Amazingly, a few minutes after I summited, the wind kicked up and the smoke mostly cleared out. There was still some haze in the park, but considering how bad it had been n and how bad it got a couple of days later n I realized I was pretty lucky. I had stumbled upon a brief window between the smoke events to climb this mountain.
After the smoke cleared, I got an amazing view of the entire park. You tower almost 1,000 feet above Swiftcurrent Glacier and a couple thousand feet above a chain of lakes draining into Swiftcurrent Lake on the east side of the divide. You can literally see dozens of peaks reaching all the way into Canada.
There is one bummer about the trail from the Chalet back to The Loop. Besides being really steep, and hence hard on your toes and knees, it also doesn’t have much shade, so the midafternoon heat of a 94-degree day really baked me.
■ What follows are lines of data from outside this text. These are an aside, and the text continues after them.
PR #275, opened 2022-04-04
KK-912 | Show event ticket for longer

charn:
The effect of this PR is that enrolled events are shown longer in the "you are enrolled" section of the UI, which should allow the user to access e.g. the event details and ticket for longer.

- Add new `upcomingWithOngoing` filter to occurrence queries (takes into account the event duration and leeway)
- `ChildNode.pastEvents` query takes into account the event duration (and leeway)
- Add a new `KUKKUU_DEFAULT_EVENT_DURATION` with default value of 120. This default value and end time calculation logic already existed for the feedback notification. In this PR we use the same logic for the `upcomingWithOngoing` filter and `ChildNode.pastEvents` query.
- Increase the default value of `KUKKUU_ENROLLED_OCCURRENCE_IN_PAST_LEEWAY` from 30 to 60 minutes.
- Remove some unnecessary "upcoming with leeway" type of queries (not use by the UI).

I had thought to bring 144 ounces of water, and I ended up drinking five bottles of water and pouring the remaining bottle over my head, mostly in those last three miles.
One thing I noticed about the return hike was how the forest below the chalet is already beginning to change. This forest burned up in one of the big fires of 2003, and when I first hiked it in 2004, everything was coal black n the trees, the brush, the ground. The trees are, of course, still dead, but the ground is covered in extremely dense hip-high vegetation. The forest is coming back alive. What a difference three years can make.